DATA PROVIDED:
PR #658, opened 2023-04-10
ci: Disable testing of xtensa-intel_apl_adsp_zephyr-elf

stephanosio:
This commit updates the CI workflow to disable testing of the `xtensa-intel_apl_adsp_zephyr-elf` toolchain because the `intel_adsp_cavs15` board was removed from the upstream Zephyr and there currently is no upstream board that uses this toolchain.


stephanosio:
https://github.com/zephyrproject-rtos/zephyr/pull/56588

PR #664, opened 2023-04-19
xtensa: intel_adsp: toolchain shuffling due to board removals

dcpleung:
This removes both `intel_apl_adsp` and `intel_s1000` since there are no boards using these anymore. Also adds `intel_tgl_adsp` so the board `intel_adsp_cavs25` can use a proper toolchain.


dcpleung:
This is needed for https://github.com/zephyrproject-rtos/zephyr/pull/55840

stephanosio (approved):

PR #666, opened 2023-04-22
binutils: Pull in ARM MVE VCVTNE misinterpretation fix

### LINKED ISSUE #665: gas: Misinterpretation of the the ARM MVE VCVTNE instruction
From https://github.com/bminor/binutils-gdb/commit/656412a7a4da0aef43ead1ea976ba0235a7ec30a:

Previously we had experienced issues with assembling a "VCVTNE" instruction
in the presence of the MVE architecture extension, because it could be
interpreted both as:

* The base instruction VCVT + NE for IT predication when inside an IT block.
* The MVE instruction VCVTN + E in the Else of a VPT block.

Given a C reproducer of:
```
int test_function(float value)
{
  int ret_val = 10;
  if (value != 0.0)
  {
    ret_val = (int) value;
  }
  return ret_val;
}
```
GCC generates a VCVTNE instruction based on the `truncsisf2_vfp`
pattern, which will look like:
`vcvtne.s32.f32 s-reg, s-reg`
This still triggers an error due to being misidentified as "vcvtn+e"
Similar errors were found with other type combinations and instruction
patterns (these have all been added to the testing of this patch).

This class of errors was previously worked around by:
https://sourceware.org/pipermail/binutils/2020-August/112728.html
which addressed this by looking at the operand types, however,
that isn't adequate to cover all the extra cases that have been
found.  Instead, we add some special-casing logic earlier when
the instructions are parsed that is conditional on whether we are
in a VPT block or not, when the instruction is parsed.

stephanosio:
This commit pulls in the binutils/gas patch that fixes the misinterpretation of the MVE `VCVTN` instruction as the base `VCVT` instruction.

---

GDB PR: https://github.com/zephyrproject-rtos/binutils-gdb/pull/8

Fixes #665


stephanosio:
DNM until https://github.com/zephyrproject-rtos/binutils-gdb/pull/8 is merged.

stephanosio (commented):
Tested and verified that `arm-zephyr-eabi` toolchain can now successfully compile the following test vector:

```
int test_function(float value)
{
  int ret_val = 10;
  if (value != 0.0)
  {
    ret_val = (int) value;
  }
  return ret_val;
}
```

PR #677, opened 2023-05-26
cmake: arc: provide helper tools for arcmwdt toolchain

evgeniy-paltsev:
As of today MWDT toolchain in case of Zephyr may use few tools from GNU toolchain - GNU compiler for DTS preprocessing and objcopy for section renaming.

Currently we were trying to find any GNU compiler & objcopy which start to cause compatibility issues for new targets - i.e. not every objcopy knows new ARC targets.

Alternative approach is to use ARC GNU tools from Zephyr SDK as we require it when building with MWDT for other tools like DTC anyway.

This change simplify usage ARC GNU tools from Zephyr SDK for ARC MWDT toolchain.

This intended to be use with proper changes on the Zephyr side: https://github.com/zephyrproject-rtos/zephyr/pull/58329


abrodkin (approved):

tejlmand (changes requested):
not fond of adding extra hard couplings between Zephyr and the internal file structure of Zephyr SDK as proposed with this file:
https://github.com/zephyrproject-rtos/sdk-ng/blob/ea6236ba9444055a7dd4e48c985c51557ebd302c/cmake/zephyr/arcmwdt-helper.cmake

Also this introduces specific ARCMWDT helper symbols which is ARCMWDT knowledge inside Zephyr SDK.

I much prefer we keep Zephyr SDK itself unrelated to arcmwdt.

I made a proposal on how integration with existing Zephyr SDK releasses can be done without requiring this PR.

That said, this PR, together with https://github.com/zephyrproject-rtos/zephyr/pull/58329 has revealed that Zephyr SDK does need an update to its CMake integration to make it more re-usable / integration friendly, so thanks for revealing that 👍

evgeniy-paltsev:
As the https://github.com/zephyrproject-rtos/zephyr/pull/58329 was changed according to Torsten's proposal - we don't need this change for SDK anymore.

PR #700, opened 2023-08-30
xtensa: mtk_mt8195_adsp: unify naming to mtk_mt8195_adsp

dcpleung:
This unifies various naming of mt8195 to mtk_mt8195_adsp which is of scheme xtensa-(vendor)_(soc name)-elf (except the QEMU cores). This renames the overlay directory, and updating both the config file and github workflows to match.


andyross (approved):
Was this the source of the build failure?  Something was inconsistent or assuming there were three components?  No complaints here about the name beyond verbosity.  I guess I must have been thinking along the lines of: "mt" in "mt8195" already implies the vendor.  But sure.

dcpleung:
The naming mismatch between the middle part of the config file name (the part between `xtensa-` and `-elf`), and `CT_TARGET_VENDOR` results in a different output directory being created during the install phase of tools (think make install). So the script couldn't find the output directory and cannot further process the artifacts (e.g. stripping the binaries and remove the duplicate sysroot).

nashif (approved):

PR #701, opened 2023-08-31
xtensa: enable multilib for dc233c and sample_controller

dcpleung:
This enables multilib support for building GCC. This is needed to support both CALL0 and Windowed ABIs.


andyross (approved):
Magnificent

dcpleung:
If CI is building this correctly, we should be able to grab the artifacts in https://github.com/zephyrproject-rtos/sdk-ng/actions/runs/6043012028

nashif:
@dcpleung  why is this still a fraft? Can you rebase?

dcpleung:
This is needed for CALL0 API support. Since we still have no viable CALL0 code to test, there is not much point in merging it now. That's why it's in draft until we have something to test with.

PR #702, opened 2023-09-06
xtensa: dc233c: disable thread local storage

dcpleung:
The main Zephyr arch code does not support thread local storage yet. So set CT_CC_GCC_CONFIG_TLS to NO so picolibc would not be built with TLS support.


dcpleung:
not needed anymore.

PR #731, opened 2024-01-25
ci: Disable AArch64 Linux SDK build

stephanosio:
This commit temporarily disables AArch64 Linux Zephyr SDK build because the AArch64 CI runner AWS spot instances are too frequently shut down and unable to complete the full build cycle.

Re-enable this when the self-hosted zephyr-runner v2 is deployed and available for production use.

### DIFF
--- a/.github/workflows/ci.yml
+++ b/.github/workflows/ci.yml
@@ -187,7 +187,7 @@ jobs:
 
         if [ "${build_host_all}" == "y" ]; then
           build_host_linux_x86_64="y"
-          build_host_linux_aarch64="y"
+          # build_host_linux_aarch64="y"
           build_host_macos_x86_64="y"
           build_host_macos_aarch64="y"
           build_host_windows_x86_64="y"


rexut:
> This commit temporarily disables AArch64 Linux Zephyr SDK build because the AArch64 CI runner AWS spot instances are too frequently shut down and unable to complete the full build cycle.

That are bad news. Our hardware-in-the-loop infrastructure for different product lines, based on Raspberry Pi 4, needs the AArch64 binaries.

> 
> Re-enable this when the self-hosted zephyr-runner v2 is deployed and available for production use.

Is there a termination date for this new rollout? In this new situation, I have to calculate the risks and consequences for our production, and possibly build everything myself. This will take time and it would be foolish to do it if the AArch64 packages are already available before that.

stephanosio:
> Is there a termination date for this new rollout?

I am hoping to make a follow-up SDK release with AArch64 binaries before the Zephyr 3.6 release date (planned to be 2024/02/23) -- I cannot make any promises though.

If not, I can say with high certainty that it will be no later than mid-March.

PR #647, opened 2023-03-13
gcc: Pull in Microblaze gcc atomic cas return value fix

alpsayin:
This commit pulls in the fix for the Microblaze gcc atomic compare-and-swap issue where atomic cas returns the inverse boolean value of what it should. https://github.com/zephyrproject-rtos/gcc/18

Fixes https://github.com/zephyrproject-rtos/sdk-ng/issues/646

PR #742, opened 2024-03-15
gcc: Add support for Arm Cortex-M85

thaoluonguw:
This adding supports for building GCC with Arm Cortex-M85.

Need: https://github.com/zephyrproject-rtos/gcc/pull/28


.gitmodules
```diff
@@ -9,7 +9,7 @@
 	url = https://github.com/zephyrproject-rtos/newlib-cygwin.git
 [submodule "gcc"]
 	path = gcc
-	url = https://github.com/zephyrproject-rtos/gcc.git
+	url = https://github.com/thaoluonguw/gcc.git
```
tejlmand, line 12: we should get this merged and thus picked automatically: https://github.com/zephyrproject-rtos/gcc/pull/28
FYI @stephanosio

tejlmand (changes requested):

.gitmodules
thaoluonguw: @tejlmand, https://github.com/zephyrproject-rtos/gcc/pull/28 is merged. I updated submodule to reference the merged commit in gcc. Please help me review for it. Thank you.

stephanosio (approved):

stephanosio:
Note that this advances the GCC ref past the already merged GCC patches for #647 and #735 -- this is not a problem because those patches are approved/accepted and some parts of it are no-op until activated by the corresponding sdk-ng PRs.

PR #996, opened 2019-06-29
James H Bowling Challenge Solution

zepherine2006DEV:


src/Scorecard.js
```diff
@@ -0,0 +1,170 @@
...
+      bonus = nextFrame.scoreRoll1 + nextFrame.scoreRoll2;
+    }
+  }
+  else if (this.isStrike(thisFrame)) {
+    bonus = nextFrame.scoreRoll1 + nextFrame.scoreRoll2;
+  }
+  else if (this.isSpare(thisFrame)) {
+    bonus = nextFrame.scoreRoll1;
+  }
+  return bonus;
```
LucyMHall: this is a tad complicated, but that's because the bowling rules are complicated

WORK TASK: Only the lines above from the one with "This commit pulls in the binutils/gas" up to and including the one with "I made a proposal" should be repeated, exactly as written.

EXPECTED OUTPUT:
This commit pulls in the binutils/gas patch that fixes the misinterpretation of the MVE `VCVTN` instruction as the base `VCVT` instruction.

---

GDB PR: https://github.com/zephyrproject-rtos/binutils-gdb/pull/8

Fixes #665


stephanosio:
DNM until https://github.com/zephyrproject-rtos/binutils-gdb/pull/8 is merged.

stephanosio (commented):
Tested and verified that `arm-zephyr-eabi` toolchain can now successfully compile the following test vector:

```
int test_function(float value)
{
  int ret_val = 10;
  if (value != 0.0)
  {
    ret_val = (int) value;
  }
  return ret_val;
}
```

PR #677, opened 2023-05-26
cmake: arc: provide helper tools for arcmwdt toolchain

evgeniy-paltsev:
As of today MWDT toolchain in case of Zephyr may use few tools from GNU toolchain - GNU compiler for DTS preprocessing and objcopy for section renaming.

Currently we were trying to find any GNU compiler & objcopy which start to cause compatibility issues for new targets - i.e. not every objcopy knows new ARC targets.

Alternative approach is to use ARC GNU tools from Zephyr SDK as we require it when building with MWDT for other tools like DTC anyway.

This change simplify usage ARC GNU tools from Zephyr SDK for ARC MWDT toolchain.

This intended to be use with proper changes on the Zephyr side: https://github.com/zephyrproject-rtos/zephyr/pull/58329


abrodkin (approved):

tejlmand (changes requested):
not fond of adding extra hard couplings between Zephyr and the internal file structure of Zephyr SDK as proposed with this file:
https://github.com/zephyrproject-rtos/sdk-ng/blob/ea6236ba9444055a7dd4e48c985c51557ebd302c/cmake/zephyr/arcmwdt-helper.cmake

Also this introduces specific ARCMWDT helper symbols which is ARCMWDT knowledge inside Zephyr SDK.

I much prefer we keep Zephyr SDK itself unrelated to arcmwdt.

I made a proposal on how integration with existing Zephyr SDK releasses can be done without requiring this PR.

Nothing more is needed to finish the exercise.